Each algorithm has its benefits and trade-offs, focusing on reducing seek time and improving overall disk efficiency.

Seek Time Optimization

Seek time optimization is essential in ensuring that disk operations are performed quickly and efficiently. Seek time refers to the time taken for the disk's read/write head to move to the desired track or cylinder. Minimizing seek time directly improves a system's performance by reducing the delay in processing requests.

Several techniques are employed to optimize seek time:

• **Efficient Scheduling**: Algorithms like SSTF and LOOK focus on minimizing the movement of the disk arm by selecting the nearest request.
• **Cylindrical Layout**: Data is organized on disks to minimize head movement during sequential reads and writes.
• **Request Batching**: Grouping similar requests can reduce redundant head movements.

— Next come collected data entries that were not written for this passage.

PR #11211, opened 2025-07-29
feat: add resolver JavaScript API

CPunisher:
## Summary

Generally copy everything from https://github.com/web-infra-dev/rspack-resolver/blob/main/napi/src/lib.rs except `tracing.rs`. Then do some simple fixes.

## Checklist


crates/node_binding/napi-binding.d.ts
```diff
@@ -1495,6 +1516,178 @@ export declare function minify(source: string, options: string): Promise<Transfo
...
+  /**
+   * Redirect module requests when normal resolving fails.
+   *
+   * Default `[]`
+   */
+  fallback?: Record<string, Array<string | undefined | null>>
+  /**
+   * Request passed to resolve is already fully specified and extensions or main files are not resolved for it (they are still resolved for internal requests).
+   *
+   * See also webpack configuration [resolve.fullySpecified](https://webpack.js.org/configuration/module/#resolvefullyspecified)
```
chenjiahan: Can we link to Rspack doc

website/docs/en/api/javascript-api/resolver.mdx
```diff
@@ -0,0 +1,20 @@
+# Resolver API
+
+Rspack uses the higher-performance [rspack-resolver](https://github.com/web-infra-dev/rspack-resolver) written in Rust to replace Webpack's [enhanced-resolve](https://github.com/webpack/enhanced-resolve), and experimentally re-exports these APIs through `rspack.experiments.resolver`. This allows you to directly call rspack-resolver's functions like `resolver.sync` or `resolver.async`.
```
chenjiahan: Use lower case for webpack

```suggestion
Rspack uses the higher-performance [rspack-resolver](https://github.com/web-infra-dev/rspack-resolver) written in Rust to replace webpack's [enhanced-resolve](https://github.com/webpack/enhanced-resolve), and experimentally re-exports these APIs through `rspack.experiments.resolver`. This allows you to directly call rspack-resolver's functions like `resolver.sync` or `resolver.async`.
```

crates/node_binding/napi-binding.d.ts
CPunisher: ok, do you think that we should also update some other the links to webpack in both rspack and rspack_resolver?

stormslowly (approved):

stormslowly (approved):

PR #11292, opened 2025-08-05
perf: try to create native regex instead of regress regex

LingyuCoder:
## Summary

> This pull request is inspired by [turbopack](https://github.com/vercel/next.js/blob/203adbd5d054609812d1f3666184875dcca13f3a/turbopack/crates/turbo-esregex/src/lib.rs#L71-L94)

- Try to create native regex instead of regress regex which has poor performance
- Remove `algo` and its fast path logic because native regex is fast enough

## Checklist


crates/rspack_regex/src/native.rs
```diff
@@ -0,0 +1,54 @@
...
+    let mut applied_flags = String::new();
+    // https://github.com/vercel/next.js/blob/203adbd5d054609812d1f3666184875dcca13f3a/turbopack/crates/turbo-esregex/src/lib.rs#L71-L94
+    for flag in &flags {
+      match flag {
+        // indices for substring matches: not relevant for the regex itself
+        'd' => {}
+        // global: default in rust, ignore
+        'g' => {}
+        // case-insensitive: letters match both upper and lower case
+        'i' => applied_flags.push('i'),
```
quininer, line 29: Should use https://docs.rs/regex/latest/regex/struct.RegexBuilder.html

PR #11744, opened 2025-09-23
feat(parser): add `commonjs` options

fi3ework:
## Summary

The initial motivation was that when targeting ESM output, if the user wrote statements containing the `module` variable, such as `module.ok = 1`, `module` would be specially processed (`CommonJsExportsParserPlugin`).

However, the expectation is to retain `module` without processing it. I previously tried to use the same hook processing as `CommonJsExportsParserPlugin` in the Rslib parser plugin to shield it, but because the Rslib plugin is at the very front of all parser plugins, it would affect the logic of other necessary built-in plugins.

Since we currently do not support inserting parser plugins at arbitrary positions, after discussing with @JSerFeng, we decided to directly disable `CommonJsExportsParserPlugin` when `is_esm` is `true`, because when ESM syntax exists, there is no need to process CJS exports.

## Checklist


crates/rspack_plugin_javascript/src/parser_plugin/common_js_exports_parse_plugin.rs
```diff
@@ -265,6 +275,10 @@ impl JavascriptParserPlugin for CommonJsExportsParserPlugin {
     remaining: &[Atom],
     for_name: &str,
   ) -> Option<bool> {
+    if Self::should_suppress_commonjs_exports_in_esm(parser) {
```
ahabhgk: You don't need add this for every hook, actually you can add the condition at `JavascriptParser::new`, if it's false then don't add the plugin, for example: https://github.com/web-infra-dev/rspack/blob/2bf9b039da7f910191e2b0702aaffd4b05bf7d0f/crates/rspack_plugin_javascript/src/visitors/dependency/parser/mod.rs#L338-L344

crates/node_binding/napi-binding.d.ts
```diff
@@ -2317,6 +2317,11 @@ export interface RawJavascriptParserOptions {
    * @experimental
    */
   requireResolve?: boolean
+  /**
+   * This option is experimental in Rspack only and subject to change or be removed anytime.
+   * @experimental
+   */
+  suppressCommonjsExportsInEsm?: boolean
```
ahabhgk: Personally prefer just `commonjsExports`, BTW webpack has a `commonjs` parser options https://github.com/webpack/webpack/blob/cf17a4125972781bee4636e37d8ece29669523c7/lib/dependencies/CommonJsPlugin.js#L181-L237 maybe worth as reference for naming

crates/rspack_plugin_javascript/src/parser_plugin/common_js_exports_parse_plugin.rs
fi3ework: i'm afraid can't do it like this, as `parser.is_esm` is determined in https://github.com/web-infra-dev/rspack/blob/1682a94559cde7a78b4ffd2d927fc0c7af531f84/crates/rspack_plugin_javascript/src/visitors/dependency/parser/walk_pre.rs#L36-L50 `pre_walk_module_item` stage, which is after the `plugins` vec initialization.

crates/node_binding/napi-binding.d.ts
fi3ework: what about `commonjsExportsInEsm`? if naming to `commonjsExports` and being set to `false`, CJS exports will still work in modules that without ESM syntax. this option is dedicated to disable CJS exports when using ESM syntax (for Rslib).

ahabhgk: Maybe just `commonjs: boolean | { onlyInEsm: boolean, require: boolean, exports: boolean }`

packages/rspack/src/schema/config.ts
```diff
@@ -682,6 +683,7 @@ export const getRspackOptionsSchema = memoize(() => {
 			requireAsExpression: requireAsExpression,
 			requireDynamic: requireDynamic,
 			requireResolve: requireResolve,
+			suppressCommonjsExportsInEsm: suppressCommonjsExportsInEsm,
```
chenjiahan: Should we update documentation to include this option?

crates/node_binding/napi-binding.d.ts
fi3ework: sounds good to me, Rspack lacks `commonjs` field in parser options now which can be added alongside.

what are the uses of `require: boolean` and `exports: boolean`? Is there any logic that utilizes these?

packages/rspack/src/schema/config.ts
fi3ework: i'm inclined not to add it to the documentation as it's only for Rslib and rarely used in application, also it's not battle tested enough that may change in the future.

@ahabhgk mentioned the [`commonjs`](https://github.com/webpack/webpack/blob/c647cf193cb4033847971aa7c8a89da6cecb740c/declarations/WebpackOptions.d.ts#L3203) field, which does not exist in Rspack now. If we end up expanding webpack's original `boolean` type like the comment above suggests, I think it would be necessary for us to write out the complete type definition, because `commonjs` is also a parser option that webpack has.

crates/node_binding/napi-binding.d.ts
ahabhgk: `require: boolean` controls `CommonJsImportsParserPlugin` and `exports: boolean` controls `CommonJsExportsParserPlugin`, for rslib use case you can use `commonjs: { exportsInEsm: false, requireInEsm: true, exports: true, require: true }` (after a second thought `onlyInEsm` can't fulfill the needs)

fi3ework: to make the options more clear, what about: 

- `exports` (default to `true`): `CommonJsImportsParserPlugin`
- `require` (default to `true`): `CommonJsExportsParserPlugin`
- `enableInEsm` (default to `true`)`: 
   - `true`: the default behavior
   - `false`: bailout the hook if `is_esm` is true when `exports` / `require` are enabled.

ahabhgk: With `enableInEsm` how to write:
- require is enabled when `is_esm: true` and `is_esm: false`
- exports is enabled when `is_esm: false` but disable when `is_esm: false`

It's 2 * 2 combination scenarios, so we either have four `boolean` options (`commonjs: { exportsInEsm: false, requireInEsm: true, exports: true, require: true }`) or two `boolean | "suppressInEsm"` options

fi3ework: i'd prefer 

```js
commonjs: boolean | {
  exports: boolean | 'inNonEsm' // deafults to `true`
  require: boolean | 'inNonEsm' // deafults to `true`
}
```

to have a fine-grained control, and currently as we don't need `require` so it can be omitted as of now. the naming `inNonEsm` could be improved.

ahabhgk: This looks good to me

fi3ework: i think `skipInEsm` is better than `inNonEsm`, will implement it now.

PR #11757, opened 2025-09-24
refactor: file counter save the resource id which used the file

jerrykingxyz:
## Checklist


crates/rspack_core/src/utils/file_counter/resource_id.rs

By carefully managing seek time, systems can achieve faster data access and improved throughput.

Cylinder Requests Management

Cylinder requests management is about handling various read and write requests to the disk's cylinders efficiently. A cylinder is essentially the same track on all platters of a hard drive, and managing requests effectively means determining the optimal sequence to service these requests.

Here are some strategies for better cylinder requests management:

• **Request Queuing**: Requests are lined up based on their arrival or priority, setting the stage for sequential handling.
• **Prioritization**: Certain algorithms prioritize requests based on proximity to reduce the workload on the disk head.
• **Dynamic Strategies**: Some systems adapt the request handling pattern based on current load conditions for optimal performance.

Effective cylinder requests management improves drive efficiency and reduces overall latency.

Shortest Seek Time First Algorithm

The Shortest Seek Time First (SSTF) algorithm is one of the many strategies for disk scheduling that minimize the time it takes to access a particular disk cylinder. This algorithm chooses the pending request closest to the current disk head position, effectively reducing the seek time, which is the main delay factor in disk operations.

Here's a simple breakdown of how SSTF works:

• **Calculate Distances**: For each incoming request, the distance from the current head position is calculated.
• **Select Closest Request**: The request with the shortest distance is serviced next.
• **Move Disk Head**: The head moves to this new location, and the process repeats for the remaining requests.

Though highly effective in improving responsiveness, SSTF can potentially lead to request starvation if new requests keep coming between the current head and an older request. However, its ability to optimize seek time makes it a popular choice in disk scheduling.